§ **Exercise requirements**
Every line of the entries with the word "neuvector" in it should be shown.

================

PR #7899, opened 2023-11-02
Icu/74.1 package version update

debasishbsws:
Fixes: #7897

#### For version bump PRs


debasishbsws:
Update epoch of downstream packages as there is a so lib version update

debasishbsws:
Why in ci while building tensoreflow-core when we installing `py3-gpep517` it installing `python3.11` with it, Locallly in my PC it comming with `python3.12`. Kinada similar issue https://github.com/chainguard-dev/melange/issues/766

PR #7958, opened 2023-11-03
openjdk-11: track upstream GA releases and not pre-release builds

rawlingsj:
We recently discovered the OpenJDK tag versioning includes pre-release builds.  There's more details in the Timeline section of the [upstream docs](https://wiki.openjdk.org/display/JDKUpdates/JDK11u).

This PR changes the OpenJDK 11 version to be the GA release and switched the `update:` config to track only GA releases.

After reviewing the upstream tags, when a new patch release is created **AFTER** a GA release, the git commit sha is updated on the GA tag.  Meaning we will still receive automated updates when security patches are created for GA releases, the bot will update the `expected-commit` sha and bump the epoch.

_**Note:**_ We are not withdrawing the `11.0.22.1` version as users will have likely already been using it.


rawlingsj:
The wolfictl update check is expected to fail.  I have a fix for for the bot but just running an end to end test against my fork of wolfi.  We can ignore this failed check here in the meantime.

openjdk-11.yaml
```diff
@@ -1,7 +1,7 @@
 package:
   name: openjdk-11
-  version: 11.0.22.1
-  epoch: 0
+  version: 11.0.21 # on version bump ensure to update downstream projects that are pinned to a specific version, i.e. https://github.com/chainguard-images/images/tree/main/images
```
imjasonh, line 3:
```suggestion
  version: 11.0.21 # TODO(jason): on version bump, ensure to update downstream projects that are pinned to a specific prerelease version
```

imjasonh (dismissed):

mattmoor (dismissed):
I think we will need a withdraw for this to be effective?

imjasonh:
> I think we will need a withdraw for this to be effective?

I'd like to avoid it if possible. We can pin to the same package as needed downstream, until this surpasses it and we can remove the pin.

stormqueen1990 (approved):

PR #28104, opened 2024-09-11
add git-sync package

kranurag7:
adds kubernetes git-sync package.

### DIFF
--- a/git-sync.yaml
+++ b/git-sync.yaml
@@ -1,0 +1,32 @@
+package:
+  name: git-sync
+  version: 4.2.4
+  epoch: 0
+  description: A sidecar app which clones a git repo and keeps it in sync with the upstream.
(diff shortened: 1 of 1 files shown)


git-sync.yaml
```diff
@@ -0,0 +1,32 @@
...
+update:
+  enabled: true
+  github:
+    identifier: kubernetes/git-sync
+    strip-prefix: v
+
+test:
+  pipeline:
+    - runs: |
+        git-sync --version
```
Dentrax, line 32: Could we add a one more test here to sync a real repo? https://github.com/kubernetes/git-sync?tab=readme-ov-file#usage

Dentrax (dismissed):

EyeCantCU (approved):

PR #28127, opened 2024-09-11
add libcld2

Dentrax:
Adds `libcld2` and `libcld2-dev` from https://salsa.debian.org/debian/cld2/-/tree/master?ref_type=heads

### DIFF
--- a/libcld2.yaml
+++ b/libcld2.yaml
@@ -1,0 +1,111 @@
+#nolint:valid-pipeline-git-checkout-tag
+package:
+  name: libcld2
+  description: Compact Language Detector 2
+  url: https://github.com/CLD2Owners/cld2
+  version: 0_git20240911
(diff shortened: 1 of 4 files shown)


libcld2.yaml
```diff
@@ -0,0 +1,107 @@
...
+    description: "libcld2 development headers"
+    pipeline:
+      - uses: split/dev
+    dependencies:
+      runtime:
+        - libcld2
+
+update:
+  enabled: false
+  exclude-reason: No releases or tags
```
developer-guy, line 74: this is perfect case where you can use git: {} and schedule for example: https://github.com/wolfi-dev/os/pull/26391

Dentrax: TIL! That's great.

developer-guy (approved):

PR #28144, opened 2024-09-11
add packer-plugin-googlecompute package

kranurag7:
tests are missing because we don't have packer.

### DIFF
--- a/packer-plugin-google.yaml
+++ b/packer-plugin-google.yaml
@@ -1,0 +1,29 @@
+package:
+  name: packer-plugin-googlecompute
+  version: 1.1.6
+  epoch: 0
+  copyright:
+    - license: MPL-2.0
+
+pipeline:
+  - uses: git-checkout
+    with:
+      repository: https://github.com/hashicorp/packer-plugin-googlecompute
+      tag: v${{package.version}}
+      expected-commit: 901527ae067872d869ea41d2e3aab1db10092626
+
+  - uses: go/bump
+    with:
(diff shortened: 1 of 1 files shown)


packer-plugin-google.yaml
```diff
@@ -0,0 +1,29 @@
...
+  - uses: go/bump
+    with:
+      deps: github.com/hashicorp/go-retryablehttp@v0.7.7
+
+  - uses: go/build
+    with:
+      packages: .
+      output: packer-plugin-google
+      ldflags: -X github.com/hashicorp/packer-plugin-googlecompute/version.Version=${{package.version}}
+
```
EyeCantCU, line 24: We should add some form of a package test here

EyeCantCU (changes requested):

packer-plugin-google.yaml
mamccorm: Re: testing. In the absence of a --help or a --version, can you share info on how we were able to manually test this? It seems like it requires packer to operate, and I don't believe we have a packer apk today

kranurag7: Yes that's right. Given packer is BUSL we don't have packer in here but plugins are MPL so plugins can be added to wolfi but open to thoughts. Plugins can be migrated to other repo too.

mamccorm: Have we been able to do any manual validation that the plugins are detected and usable by packer?

kranurag7:
closing this for now given this requires more work and we don't have confirmation yet on the tag.

PR #28146, opened 2024-09-11
add packer-plugin-azure package

kranurag7:
no tests given we don't have packer

### DIFF
--- a/packer-plugin-azure.yaml
+++ b/packer-plugin-azure.yaml
@@ -1,0 +1,29 @@
+package:
+  name: packer-plugin-azure
+  version: 2.1.8
+  epoch: 0
+  copyright:
+    - license: MPL-2.0
+
+pipeline:
+  - uses: git-checkout
+    with:
+      repository: https://github.com/hashicorp/packer-plugin-azure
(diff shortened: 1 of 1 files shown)


packer-plugin-azure.yaml
```diff
@@ -0,0 +1,29 @@
...
+  - uses: go/bump
+    with:
+      deps: github.com/hashicorp/go-retryablehttp@v0.7.7
+
+  - uses: go/build
+    with:
+      packages: .
+      output: packer-plugin-azure
+      ldflags: -X github.com/hashicorp/packer-plugin-azure/version.Version=${{package.version}}
+
```
mamccorm, line 24: Re: testing. In the absence of a --help or a --version, can you share info on how we were able to manually test this? It seems like it requires packer to operate, and I don't believe we have a packer apk today

mamccorm: Have we been able to do any manual validation that the plugins are detected and usable by packer?

kranurag7:
closing this for now given this requires more work and we don't have confirmation yet on the tag.

PR #28211, opened 2024-09-12
postgresql: support libxml

imjasonh:


xnox:
Checks out https://salsa.debian.org/postgresql/postgresql-common/-/blob/master/server/postgresql.mk?ref_type=heads#L40

Separately maybe we shall check/benchmark the features we have on; versus debian/ubuntu/fedora/suse/PostgresPRO.

xnox (approved):

PR #28269, opened 2024-09-12
py3-aiohttp: Multiversionize

justinvreeland:


smoser (changes requested):
Can you drop the `charset-normalizer` and `multidict` deps?

they're not listed as required https://pypi.org/project/aiohttp/ . I'm guessing they got dropped somewhere. 

other than that, lgtm.

smoser (approved):

PR #28311, opened 2024-09-13
chore(kafka): Stream

EyeCantCU:
Create Kafka 3.8 stream and use correct version in Bitnami compat package


kafka-3.8.yaml
```diff
@@ -50,13 +58,16 @@ pipeline:
...
     description: "compat package with bitnami/kafka image"
+    dependencies:
+      provides:
+        - kafka-bitnami-compat=${{package.full-version}}
     pipeline:
       - uses: bitnami/compat
         with:
           image: kafka
-          version-path: 3.6/debian-12
+          version-path: 3.8/debian-12
```
mamccorm, line 70: Can we use ${{vars.major-minor-version}} here?

EyeCantCU: We can't use it here unfortunately. We have to be explicit

mamccorm (approved):

PR #28322, opened 2024-09-13
py3-seceretstorage: Mulitversionize

justinvreeland:
This is a runtime dep for py3-keyring which is a runtime dep for py3-poetry

### DIFF
--- a/py3-secretstorage.yaml
+++ b/py3-secretstorage.yaml
@@ -2,17 +2,22 @@
 package:
   name: py3-secretstorage
   version: 3.3.3
-  epoch: 4
+  epoch: 5
   description: Python bindings to FreeDesktop.org Secret Service API
   copyright:
     - license: BSD-3-Clause
   dependencies:
-    runtime:
-      - py3-cryptography
-      - py3-jeepney
-      - python3
-    provides:
-      - py3-SecretStorage=${{package.full-version}}
+    provider-priority: 0
+
+vars:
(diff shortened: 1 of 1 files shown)


py3-secretstorage.yaml
```diff
@@ -33,13 +35,38 @@ pipeline:
...
+          with:
+            python: python${{range.key}}
+            import: secretstorage
 
-  - uses: strip
+test:
+  pipeline:
+    - uses: python/import
+      with:
+        import: secretstorage
```
jamonation, line 69: I'm more curious since the ranging over versions thing is somewhat new to me - but is this test pipeline needed? It looks like all the versions should already be tested in the subpackage test that does the import?

justinvreeland: It's not strictly speaking needed but it is helpful.  This file produces a package called `py3-secretstorage` that's empty and mostly useless.   I don't know how to stop this file from producing this package and there's always the possibility someone is using `py3-secretstorage` as a dep.  This test ensures that if you install `py3-secretstorage` you are given a package that actually installs the library and a workable python version.  So it's testing the `py3-secretstorage` metapackage/priority provider functionality rather than the `py3.XX-secretstorage` packages.  I don't specify a python version because it should only pull in a single version. If multiple are being pulled in to satisfy the deps it should fail and be investigated.

jamonation (approved):

PR #28359, opened 2024-09-13
cni-plugins: add compat for aws-k8s-cni

sanghanan:
- Added missing [`tap`](https://www.cni.dev/plugins/current/main/tap/) and [`vrf`](https://www.cni.dev/plugins/current/meta/vrf/) to the plugin groups.
- Added a compat package for `aws-k8s-cni-init`. All the plugins need to be copied into the `/init` directory. The entrypoint script then copies them to the host, so we can't use `ln`. See: https://github.com/chainguard-dev/image-requests/issues/4138
- Added simple `--version` test
- Refactored the plugins list into `vars`

### DIFF
--- a/cni-plugins.yaml
+++ b/cni-plugins.yaml
@@ -55,44 +55,38 @@ data:
       tap: Creates a tap device inside the container namespace.
       vrf: Creates a VRF in the network namespace and assigns it the interface passed in the arguments.
 
+vars:
+  all-plugins: bridge bandwidth dhcp dummy firewall host-device host-local ipvlan loopback macvlan ptp portmap sbr static tap tuning vrf vlan
+  main-plugins: bridge dummy host-device ipvlan loopback macvlan ptp tap vlan
+  ipam-plugins: dhcp host-local static
+  meta-plugins: bandwidth firewall portmap sbr tuning vrf
+
 # CNI Plugins, separated into groups
 subpackages:
   - name: "cni-plugins-main"
     pipeline:
       - runs: |
           mkdir -p "${{targets.subpkgdir}}"/usr/bin
-          for f in bridge \
-                    ipvlan \
-                    loopback \
-                    macvlan \
-                    ptp \
-                    vlan \
-                    host-device \
-                    tap \
-                    dummy; do
-            cp bin/$f "${{targets.subpkgdir}}"/usr/bin/
+          for binary in ${{vars.main-plugins}}; do
+            cp bin/$binary "${{targets.subpkgdir}}"/usr/bin/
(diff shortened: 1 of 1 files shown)


cni-plugins.yaml
```diff
@@ -96,6 +100,10 @@ subpackages:
       - runs: |
           mkdir -p "${{targets.subpkgdir}}"/usr/bin
           cp bin/${{range.key}} "${{targets.subpkgdir}}"/usr/bin
+    test:
+      pipeline:
+        - runs: |
+            ${{range.key}} --version
   - range: plugins
```
EyeCantCU, line 107: nit: let's add spaces between these subpackages

cni-plugins.yaml
```diff
@@ -105,6 +113,31 @@ subpackages:
       - runs: |
           mkdir -p "${{targets.subpkgdir}}"/opt/cni/bin
           ln -s /usr/bin/${{range.key}} "${{targets.subpkgdir}}"/opt/cni/bin/${{range.key}}
+  - name: "cni-plugins-aws-k8s-compat"
+    description: "Compatibility package for aws-k8s-cni"
+    pipeline:
+      - runs: |
+          mkdir -p "${{targets.subpkgdir}}"/init
+          for f in bandwidth \
```
EyeCantCU, line 121: We should place all of these in a var above and loop over that

EyeCantCU: Example with PostgreSQL: https://github.com/wolfi-dev/os/blob/2f02bc0659d420eab283f8553856a450f1ab9b4d/postgresql-16.yaml#L88

sanghanan: that's neat, will change it!

cni-plugins.yaml
sanghanan: `yam` removes the space between `subpackages`, so CI fails 😞 
adding the space would definitely help readability though

cni-plugins.yaml
sanghanan: ended up doing this for the other subpackages too, definitely makes it easier to maintain

cni-plugins.yaml
sanghanan: The `.yam.yaml` accounts for a gap between the subpackages: https://github.com/wolfi-dev/os/blob/main/.yam.yaml#L3, which makes this confusing

EyeCantCU: That is incredibly strange, but given everything else is in order, let's get this through

EyeCantCU (approved):

PR #28410, opened 2024-09-15
add kapp-controller package

kranurag7:
Fixes:

#### For new package PRs only


developer-guy (dismissed):

kapp-controller.yaml
```diff
@@ -0,0 +1,49 @@
...
+  enabled: true
+  github:
+    identifier: carvel-dev/kapp-controller
+    strip-prefix: v
+
+test:
+  pipeline:
+    - name: help message
+      runs: |
+        kapp-controller --help
```
Dentrax, line 49: Can we add another test using the `test/daemon-check-output` pipeline if possible?

kranurag7:
the CI is failing because I've included some runtime dependencies and those patches needs to be merged first. 
ref: https://github.com/wolfi-dev/os/pull/28426 https://github.com/wolfi-dev/os/pull/28427 https://github.com/wolfi-dev/os/pull/28428

kapp-controller.yaml
kranurag7: Thanks for the review @Dentrax, I'm inclined to adding tests using `test/kwok/cluster` pipeline but given there's some problem w.r.t. that pipeline, I've avoided adding the tests for now. Once that's resolved, happy to add the tests here via subsequent commits/patches.

wlynch:
Did some digging - I don't think we can test this effectively at the package level.

The controller uses a [default server configuration](https://github.com/carvel-dev/kapp-controller/blob/68347a9701ea2bfa14e2ed4677c040c3fd38db77/pkg/apiserver/apiserver.go#L170). By [default](https://github.com/kubernetes/kubernetes/blob/e8d0e006bee3a2d8cdb87f0cfc638bea01f75d75/staging/src/k8s.io/apiserver/pkg/server/options/authentication.go#L242) this does not respect the KUBECONFIG envvar or --kubeconfig flag.
This results in [the server always trying to load an in-cluster config ](https://github.com/diamanticom/apiserver/blob/f2a92f83c30cfb3169b95f548cc98f02e1a1abc5/pkg/server/options/authentication.go#L362-L377), which causes the controller to fail with the error:

2024/09/18 14:17:03 INFO > {"level":"error","ts":"2024-09-18T18:17:03Z","logger":"kc.main","msg":"Exited run with error","error":"Building API server: failed to get delegated authentication kubeconfig: failed to get delegated authentication kubeconfig: unable to load in-cluster configuration, KUBERNETES_SERVICE_HOST and KUBERNETES_SERVICE_PORT must be defined","stacktrace":"main.main\n\tcarvel.dev/kapp-controller/cmd/controller/main.go:49\nruntime.main\n\truntime/proc.go:272"}
even when trying to set the KUBERNETES_SERVICE_HOST environment variables, it's expecting serviceaccount token projection auth instead of the local kwok cert based auth.

The easiest thing to do would be to run the controller in a proper cluster instead of out-of-band with just the package binary, which is more effective to do in image testing.

wlynch (approved):

PR #28426, opened 2024-09-15
add carvel-dev/vendir package

kranurag7:

Ref: 


wlynch:
@Dentrax can you PTAL here since this is related to the other carvel-dev packages? 🙏

jamonation (approved):

PR #28946, opened 2024-09-19
lmdb: cherry-pick Debian patch to provide a soname

xnox:
Without a soname, package splits; linking; SCA dependencies do not work.

Add "0" soname to lmdb by cherry-picking patch from debian.

Also fix the pc file, as lots of variables got interpreted prior to writing them out. Possibly it would have been a better idea to simply commit .pc file in the overlayd dir.

Once all that is in place, rebuild reverse dependencies to get correct linking with liblmdb.so.0 and runtime dependencies.

This makes postmap be executable without undefined symbols:

before:
```
postmap lmdb:/etc/postfix/aliases
postmap: fatal: load_library_symbols: dlopen failure loading /usr/lib/postfix/postfix-lmdb.so: /usr/lib/postfix/postfix-lmdb.so: undefined symbol: mdb_drop
```

after
```
 ldd /usr/lib/postfix/postfix-lmdb.so 
	linux-vdso.so.1 (0x00007ffd80c9a000)
	liblmdb.so.0 => /usr/lib/liblmdb.so.0 (0x00007c60f87b2000)
	libc.so.6 => /lib/libc.so.6 (0x00007c60f85bd000)
	/lib64/ld-linux-x86-64.so.2 (0x00007c60f87d4000)
```

### DIFF
--- a/lmdb.yaml
+++ b/lmdb.yaml
@@ -29,18 +29,18 @@ pipeline:
   - runs: |
       cd libraries/liblmdb
 
-      cat > lmdb.pc << EOF
+      cat > lmdb.pc << 'EOF'
       prefix=/usr
-      exec_prefix=\${prefix}
-      libdir=\${exec_prefix}/lib
-      includedir=\${prefix}/include
+      exec_prefix=${prefix}
+      libdir=${exec_prefix}/lib
+      includedir=${prefix}/include
 
       Name: liblmdb
       Description: Lightning Memory-mapped key-value database
       URL: http://symas.com/mdb/
       Version: @@VERSION@@
-      Libs: -L\${libdir} -llmdb
-      Cflags: -I\${includedir}
+      Libs: -L${libdir} -llmdb
+      Cflags: -I${includedir}
       EOF
 
       sed -i "s|@@VERSION@@|${{package.version}}|" -i *.pc
--- a/lmdb.yaml
+++ b/lmdb.yaml
@@ -1,8 +1,7 @@
-# Generated from https://git.alpinelinux.org/aports/plain/main/lmdb/APKBUILD
 package:
   name: lmdb
   version: 0.9.31
-  epoch: 0
+  epoch: 1
   description: Lightning Memory-Mapped Database
   copyright:
     - license: OLDAP-2.8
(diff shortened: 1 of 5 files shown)


lmdb.yaml
```diff
@@ -23,21 +22,25 @@ pipeline:
...
       expected-commit: ce201088de95d26fc0da36ba805bf2ddc2ba74ff
 
+  - uses: patch
+    with:
+      patches: 0001-Debian-quirks-to-make-shared-library-versioned.patch
+
   - runs: |
       cd libraries/liblmdb
 
       cat > lmdb.pc << EOF
```
smoser, line 32: fwiw, if you just use `cat >lmbd.pc << "EOF"` this would work.

i think i'd prefer that to more shell escaping.

xnox: TIL!

xnox: >  If any part of word is quoted, the delimiter is the result of quote removal on word, and the lines in the here-document are not expanded. If word is unquoted, all lines of the here-document are subjected to parameter expansion, command substitution, and arithmetic expansion, the character sequence \newline is ignored, and ‘\’ must be used to quote the characters ‘\’, ‘$’, and ‘`’.

from https://www.gnu.org/software/bash/manual/bash.html#Here-Documents

smoser (commented):
looks good. thank you.

To satisfy curiosity, I went looking for some background on this.

Upstream Issue  [7794](https://bugs.openldap.org/show_bug.cgi?id=7794) [2014-01-29] from a fedora maintainer seems to be the first request for adding a version to lmdb.  I'm guessing all distros are just carrying a patch now.  

It is not clear to me if [8034](https://bugs.openldap.org/show_bug.cgi?id=8034#c1) is out of date now or not, but there a maintainer says:

> Just a note:
>
> LMDB should not be pulled separately from OpenLDAP.  I.e., only the bundled 
version of LMDB should be used with a given version of OpenLDAP.

Oh well.
Thank you, @xnox

lmdb.yaml
smoser: shell!

smoser (approved):

smoser (approved):

PR #28955, opened 2024-09-19
neuvector - be explicit about phython version

smoser:
Explicitly set the python version being used here.
Otherwise, the build-time installs things into one version (3.12)
and then later runtime resolution may install 3.13 for dependencies.

Note, the npm install section actually needs python3 executable and
setuptools. Also here is dropping the 'supervisor' dep of the 
neuvector-manager-cli package.  I could not find why that was there,
and it mean tthat we would get 2 python stacks installed.

### DIFF
--- a/neuvector-manager.yaml
+++ b/neuvector-manager.yaml
@@ -1,7 +1,7 @@
 package:
   name: neuvector-manager
   version: 5.4.0
-  epoch: 0
+  epoch: 1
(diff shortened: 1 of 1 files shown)


smoser:
This is obnoxious. @EyeCantCU do you have any idea what is going on here? builds just get killed after 360m (quite reasonable). There is only output of the build for the first 3 minutes.

PR #28956, opened 2024-09-19
python deps cleanups

smoser:
*  py3-python-dateutil - provide py3-python-dateutil
    
    This package is poorly named. I'm not sure why it originally
    got the redundant py3-python-dateutil name, but some other packages
    (py3-jupyter-client) have a dependency on that name.
    
    Because the versioned packages did not provide py3-python-dateutil
    (the did provide py3-dateutil and py3.XX-dateutil) installing
    py3-jupyter-client would just leave you with the skeleton un-versioned
    python package.

 *  py3-pbr - make py3.XX-package provide py3-package
    
    These were missing boilerplate from the multi-version python
    packaging.
    
    The result is that if you 'apk add py3-pbr' you only
    get the empty parent package. Also update variable name for 
    consistency.

 *  py3-cryptography - add runtime depends on cffi
    
    This was discovered by py3-paramiko failing.
    Improve this package's test to also fail.

### DIFF
--- a/py3-cryptography.yaml
+++ b/py3-cryptography.yaml
@@ -2,7 +2,7 @@
 package:
   name: py3-cryptography
   version: 43.0.1
-  epoch: 1
+  epoch: 2
   description: cryptography is a package which provides cryptographic recipes and primitives to Python developers.
   copyright:
     - license: Apache-2.0 OR BSD-3-Clause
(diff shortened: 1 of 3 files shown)


smoser:
I split the py3-pygments to https://github.com/wolfi-dev/os/pull/28993 because it was creating a dependency loop.

imjasonh (approved):

PR #28984, opened 2024-09-20
add aws-gateway-controller package

kranurag7:
#### For new package PRs only

### DIFF
--- a/aws-gateway-controller.yaml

================

§ **The completed task**
neuvector - be explicit about phython version
neuvector-manager-cli package.  I could not find why that was there,
--- a/neuvector-manager.yaml
+++ b/neuvector-manager.yaml
   name: neuvector-manager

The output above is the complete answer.